[EXERCISE INSTRUCTIONS]:
Scan the data below for the string "raise". Copy every line where it appears.

[ENTRIES SHOWN]:
PR #718, opened 2020-01-17
MoveDifferential: use gyro for better accuracy

dwalton76:


ev3dev2/motor.py
```diff
@@ -2070,7 +2054,8 @@ def follow_line(self,
                 tank.stop()
                 raise
         """
-        assert self._cs, "ColorSensor must be defined"
+        if not self._cs:
+            raise DeviceNotDefined("The 'cs' variable must be defined with a ColorSensor. Example: tank.cs = ColorSensor()")
```
dwalton76: Changing from an `assert` to raising `DeviceNotDefined` is a breaking change but the odds of someone getting burned by this are pretty low.  They would have to be using `MoveTank.cs` without one defined but catching the assert to ignore the error.

ev3dev2/motor.py
```diff
@@ -2123,19 +2108,6 @@ def follow_line(self,
...
-
-        NOTE: This takes 1sec to run
-        """
-        assert self._gyro, "GyroSensor must be defined"
-
-        for x in range(2):
-            self._gyro.mode = 'GYRO-RATE'
-            self._gyro.mode = 'GYRO-ANG'
-            time.sleep(0.5)
-
```
dwalton76, line 2133: This method was not present in 2.0.0 so we are ok here
https://github.com/ev3dev/ev3dev-lang-python/blob/ev3dev-stretch/2.0.0/ev3dev2/motor.py

ev3dev2/motor.py
```diff
@@ -2195,7 +2167,8 @@ def follow_gyro_angle(self,
                 tank.stop()
                 raise
         """
-        assert self._gyro, "GyroSensor must be defined"
+        if not self._gyro:
+            raise DeviceNotDefined("The 'gyro' variable must be defined with a GyroSensor. Example: tank.gyro = GyroSensor()")
```
dwalton76: `follow_gyro_angle` was not there in 2.0.0 so we are ok here

ev3dev2/motor.py
```diff
@@ -2237,30 +2210,36 @@ def follow_gyro_angle(self,
 
         self.stop()
 
-    def turn_to_angle_gyro(self,
+    def turn_degrees(
```
dwalton76: `turn_to_angle_gyro` was not there in 2.0.0 so we are ok here

ev3dev2/motor.py
```diff
@@ -2561,41 +2563,134 @@ def on_arc_left(self, speed, radius_mm, distance_mm, brake=True, block=True):
         """
         self._on_arc(speed, radius_mm, distance_mm, brake, block, False)
 
-    def _turn(self, speed, degrees, brake=True, block=True):
+    def turn_degrees(self, speed, degrees, brake=True, block=True, error_margin=2, use_gyro=False):
```
dwalton76, line 2557: `_turn` was there in 2.0.0 but this is private so I don't think this would count as a breaking change since it is not part of the public API

ev3dev2/motor.py
```diff
@@ -2561,41 +2563,134 @@ def on_arc_left(self, speed, radius_mm, distance_mm, brake=True, block=True):
...
+    def turn_right(self, speed, degrees, brake=True, block=True, error_margin=2, use_gyro=False):
         """
-        Rotate clockwise 'degrees' in place
+        Rotate clockwise ``degrees`` in place
         """
-        self._turn(speed, abs(degrees), brake, block)
+        self.turn_degrees(speed, abs(degrees), brake, block, error_margin, use_gyro)
 
-    def turn_left(self, speed, degrees, brake=True, block=True):
+    def turn_left(self, speed, degrees, brake=True, block=True, error_margin=2, use_gyro=False):
```
dwalton76, line 2642: `turn_right`, `turn_left` and `turn_to_angle` had args added at the end so we should be ok here

ev3dev2/motor.py
```diff
@@ -2670,66 +2761,26 @@ def _odometry_monitor():
                 if sleep_time:
                     time.sleep(sleep_time)
 
-            self.odometry_thread_id = None
+        _thread.start_new_thread(_odometry_monitor, ())
 
-        self.odometry_thread_run = True
-        self.odometry_thread_id = _thread.start_new_thread(_odometry_monitor, ())
```
dwalton76, line 2662: The removal of `odometry_thread_id` could be breaking.  I modified this because `_thread.start_new_thread` in micropython returns None so the behavior was inconsistent.  I could put this back the way it was but just not use `odometry_thread_id` anywhere.

ev3dev2/motor.py
```diff
@@ -2670,66 +2761,26 @@ def _odometry_monitor():
...
-
-        self.odometry_coordinates_log()
-
     def on_to_coordinates(self, speed, x_target_mm, y_target_mm, brake=True, block=True):
         """
         Drive to (``x_target_mm``, ``y_target_mm``) coordinates at ``speed``
         """
-        assert self.odometry_thread_id, "odometry_start() must be called to track robot coordinates"
+        if not self.odometry_thread_run:
+            raise ThreadNotRunning("odometry_start() must be called to track robot coordinates")
```
dwalton76, line 2772: This could be breaking but seems unlikely someone would be catching this assert when trying to use odometry.

dwalton76:
@WasabiFan any comments on this one

ev3dev2/motor.py
```diff
@@ -2551,41 +2552,133 @@ def on_arc_left(self, speed, radius_mm, distance_mm, brake=True, block=True):
...
             MoveTank.on_for_rotations(self, speed, speed * -1, rotations, brake, block)
 
         # If degrees is negative rotate counter-clockwise
         else:
-            rotations = distance_mm / self.wheel.circumference_mm
             MoveTank.on_for_rotations(self, speed * -1, speed, rotations, brake, block)
 
-    def turn_right(self, speed, degrees, brake=True, block=True):
+        if use_gyro:
+            angle_current_degrees = self._gyro.circle_angle()
```
WasabiFan, line 2610: Throw error if no gyro?

ev3dev2/sensor/lego.py
```diff
@@ -661,6 +675,61 @@ def wait_until_angle_changed_by(self, delta, direction_sensitive=False):
...
+    def circle_angle(self):
+        """
+        As the gryo rotates clockwise the angle increases, it will increase
+        by 360 for each full rotation. As the gyro rotates counter-clockwise
+        the gyro angle will decrease.
+
+        The angles on a circle have the opposite behavior though, they start
+        at 0 and increase as you move counter-clockwise around the circle.
+
+        Convert the gyro angle to the angle on a circle. We consider the initial
```
WasabiFan, line 687: I don't understand this... what circle is involved here?

WasabiFan (approved):
Sorry! I did a bad job of keeping up on GitHub threads. Minor questions (don't need to be changed necessarily) but otherwise looks good!

ev3dev2/sensor/lego.py
dwalton76: A circle that represents the robot’s heading

PR #731, opened 2020-03-23
Create "common issues" page and include BrickPi info

### LINKED ISSUE #728: BrickPi3 example
- **ev3dev version:** PASTE THE OUTPUT OF `uname -r` HERE
- **ev3dev-lang-python version:** INSERT ALL VERSIONS GIVEN BY `dpkg-query -l {python3,micropython}-ev3dev*` HERE

We get a fairly steady stream of people trying to use BrickPi3 and failing because it cannot automatically detect sensors and motors. It would be super-helpful if the docs here had an example that people could copy and paste to get started.

Despite the constant questions, I still cannot find any known working example in any of the ev3dev GithHub issues.

WasabiFan:
I figured the FAQ was growing to include two different types of content so I split out the errors in a place that we can include lots of searchable error messages and such.

Fixes #728


docs/common-issues.rst
```diff
@@ -0,0 +1,31 @@
...
+`here <https://www.jetbrains.com/help/pycharm/2016.2/configuring-line-separators.html>`_.
+In Visual Studio Code, there is an option in the lower-right corner.
+Most other editors have similar options; there may be an option for it in the
+status bar at the bottom of the window or in the menu bar at the top.
+
+
+``Exception: Unsupported platform 'None'``
+------------------------------------------
+
+You probably forgot to `update config.txt`_.
```
dlech: It would be good to mention that this only applies to Raspberry Pi.

dlech: On BrickrPi3, there is also the common issue of "my sensors don't work". Solution is to copy https://github.com/ev3dev/ev3dev-lang-python-demo/blob/stretch/platform/brickpi3-motor-and-sensor.py

docs/common-issues.rst
```diff
@@ -0,0 +1,31 @@
+Common Issues with ev3dev-lang-python
+=====================================
+
+``/usr/bin/env: 'python3\r': No such file or directory``
```
dlech, line 15: Another issue (possibly more common than this one) is "no module named ev3dev2". This is usually caused by users running the program on their computer instead of the EV3. 

e.g. https://github.com/ev3dev/ev3dev-lang-python/issues/539#issuecomment-435684710

docs/common-issues.rst
```diff
@@ -0,0 +1,31 @@
...
+
+.. code:: shell
+
+    sed -i 's/\r//g' <file>
+
+This will fix it for the copy of the file on the brick, but if you plan to edit
+it again from Windows, you should configure your editor to use Unix-style
+line endings (LF--line-feed). For PyCharm, you can find a guide on doing this
+`here <https://www.jetbrains.com/help/pycharm/2016.2/configuring-line-separators.html>`_.
+In Visual Studio Code, there is an option in the lower-right corner.
```
dlech: I think most users are using VS Code these days, so maybe list this one first with a screenshot?

WasabiFan:
Updated. Preview: https://ev3dev-lang.readthedocs.io/projects/python-ev3dev/en/common-issues/common-issues.html

WasabiFan:
Note that my instructions for debugging in vscode somewhat depend on https://github.com/ev3dev/vscode-ev3dev-browser/commit/ee1975179db2d94ecc67ea32968dff25ab110322.

PR #745, opened 2018-05-28
Fix setup of LOADER_TYPE in sysconfig/bootloader

schaefi:
LOADER_TYPE value for the grub2 bootloader depends on
the use of EFI. This Fixes bsc#1094883

### DIFF
--- a/kiwi/bootloader/config/grub2.py
+++ b/kiwi/bootloader/config/grub2.py
@@ -187,8 +187,10 @@ class BootLoaderConfigGrub2(BootLoaderConfigBase):
         * FAILSAFE_APPEND
         """
         sysconfig_bootloader_entries = {
-            'LOADER_TYPE': self.boot_directory_name,
-            'LOADER_LOCATION': 'mbr'
+            'LOADER_TYPE':
+                'grub2-efi' if self.firmware.efi_mode() else 'grub2',
+            'LOADER_LOCATION':
+                'mbr'
         }
         if self.cmdline:
             sysconfig_bootloader_entries['DEFAULT_APPEND'] = '"{0}"'.format(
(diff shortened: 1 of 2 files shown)


kiwi/bootloader/config/grub2.py
```diff
@@ -187,8 +187,10 @@ def setup_sysconfig_bootloader(self):
         * FAILSAFE_APPEND
         """
         sysconfig_bootloader_entries = {
-            'LOADER_TYPE': self.boot_directory_name,
-            'LOADER_LOCATION': 'mbr'
+            'LOADER_TYPE':
+                'grub2-efi' if self.firmware.efi_mode() else 'grub2',
+            'LOADER_LOCATION':
+                'mbr'
```
Vogtinator: This looks wrong, on EFI there is no MBR.

I'm not sure where LOADER_LOCATION is used though, there doesn't seem to be sufficient documentation.

schaefi: I agree it's wrong for efi and it also could be wrong for bios if e.g installed into a partition. This value exists only because in the past perl-bootloader and iirc yast required a value. I would be more than happy to delete it entirely but wasn't sure if it cause any unwanted after effects. The reason why you see it in the diff is just because the indentation was changed by me. So it's present since a long time.

I would be ok deleting it and take the risk to see if something breaks. In this case we finally have a chance to know why it exists, add some comments and do the right thing. So far nobody really knows.

Thoughts ?

Vogtinator: Sounds like a good idea - but would fit better into a separate PR which is not part of an important last-minute bugfix. We shouldn't risk breaking that submission.

schaefi: agreed, I'll open an issue so we don't forget

PR #748, opened 2018-05-29
omit multipath module in live iso initrd

schaefi:
The multipath module creates device maps which puts the device
in a busy state and prevents the creation of a persistent write
partition. As multipath seems never useful for the root of a live
iso image we generally omit this module from being included


schaefi:
yes

ok so let's merge this. I'm sure multipath will follow us on other stages ;)

PR #749, opened 2018-05-30
Relax runtime check for ISO images using dmsquash

davidcassany:
This commit relaxes the dracut-kiwi-live package requirement if
dmsquash dracut module is selected in flags attribute.


schaefi:
Thanks, makes sense :+1:

PR #750, opened 2018-05-31
Updating shellcheck call from tox

davidcassany:
Recent shellcheck versions are more strict and complain about
backslashes `"\"` used in literals claiming it is preferred to use
double backslashes `"\\"`. As is just a styling advise and we use
backslashes in multiple commands (echo, sed, etc) I believe this
can be ignored.

### DIFF
--- a/kiwi/config/functions.sh
+++ b/kiwi/config/functions.sh
@@ -213,9 +213,9 @@ function suseImportBuildKey {
         return
     fi
     if [ -d "/usr/lib/rpm/gnupg/keys" ];then
-        pushd "/usr/lib/rpm/gnupg/keys"
+        pushd "/usr/lib/rpm/gnupg/keys" || return
     else
-        pushd "${TDIR}"
+        pushd "${TDIR}" || return
         if [ -x "${dumpsigs}" ];then
             ${dumpsigs} /usr/lib/rpm/gnupg/suse-build-key.gpg
         fi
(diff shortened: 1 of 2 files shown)


davidcassany:
@scheafi, after updating to Leap 15 I realized the updated shellcheck is more strict that it used to be and I have a couple of new complaints:

* [SC1117](https://github.com/koalaman/shellcheck/wiki/SC1117) Complaints about backslashed in literals (as we do in sed calls or echo calls to sgdisk).
* [SC2164](https://github.com/koalaman/shellcheck/wiki/SC2164) Complaints about using `pushd` and `popd` with checking a potetial failure. It demands for something like `pushd || exit`.

For the first I believe this should be ignored, I don't want to touch those literals, testing them all and risking that we miss any side effect.

For the second, I have doubts, because of that I added the WIP label. There are few (about 6 complaints), thus it would be simple to solve, but I wonder if this is really an enhancement, I find it quite redundant to add `pushd || exit 1`, it will eventually fail without the exit statement. Probably in some cases we could `pushd || return` or refactor some code using `pushd` return code to validate the directory existence and do not perform any previous sanity check. However I have the feeling we are adding harder to read code, for little or no gain at all. 

In short, I vote for ignoring [SC2164](https://github.com/koalaman/shellcheck/wiki/SC2164) also, but it is true that it can be easily fixed. Also we could fix some and ignore the ones that are redundant by placing ignores within the code instead of ignoring them all. Any preference regarding that?

schaefi:
I agree on ignoring SC1117

Regarding SC2164 I can only find use of pushd/popd in kiwi/config/functions and I think it makes sense to check if that call was successful because if not all subsequent code will operate in the wrong directory. I vote for fixing those

schaefi:
:+1:

PR #757, opened 2018-06-04
Changed GUID format from signed to unsigned

schaefi:
With reference to Microsoft Guid constructors it seems unsigned
values are allowed which could exceed the value range of the
binary unpack used in kiwi. This Fixes bsc#1095267


schaefi:
* https://bugzilla.suse.com/show_bug.cgi?id=1095267

PR #765, opened 2018-06-06
Use the versioned Python interpreter path to run build helper scripts

Conan-Kudo:
The kiwi build process mostly does the right thing in terms of executing
with the correct Python interpreter throughout the build process, with
the exception of the Makefile not correctly locating the versioned Python
interpreter executable path, and the bash completion generator being executed
using `/usr/bin/python` without regard for what the target environment was.

This is a problem when a build environment complying with PEP 394 as it
stands today does not have Python 2 installed, such as when kiwi is being
built as a Python 3-only package in Fedora. Thus, the Makefile has been
adjusted to not only correctly locate the versioned Python binary, but
to also execute the completion_helper with the correct binary.

Additionally, a trivial change to the shebang to the completion_helper
was made to be consistent with other Python-based build helper scripts.

This is part of the overall effort to eliminate the dependencies on
Python 2 in Fedora.

Reference: https://fedoraproject.org/wiki/FinalizingFedoraSwitchtoPython3

* Use the versioned Python interpreter path to run build helper scripts


schaefi:
:+1:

[RESULT BELOW]:
                 raise
+            raise DeviceNotDefined("The 'cs' variable must be defined with a ColorSensor. Example: tank.cs = ColorSensor()")
                 raise
+            raise DeviceNotDefined("The 'gyro' variable must be defined with a GyroSensor. Example: tank.gyro = GyroSensor()")
+            raise ThreadNotRunning("odometry_start() must be called to track robot coordinates")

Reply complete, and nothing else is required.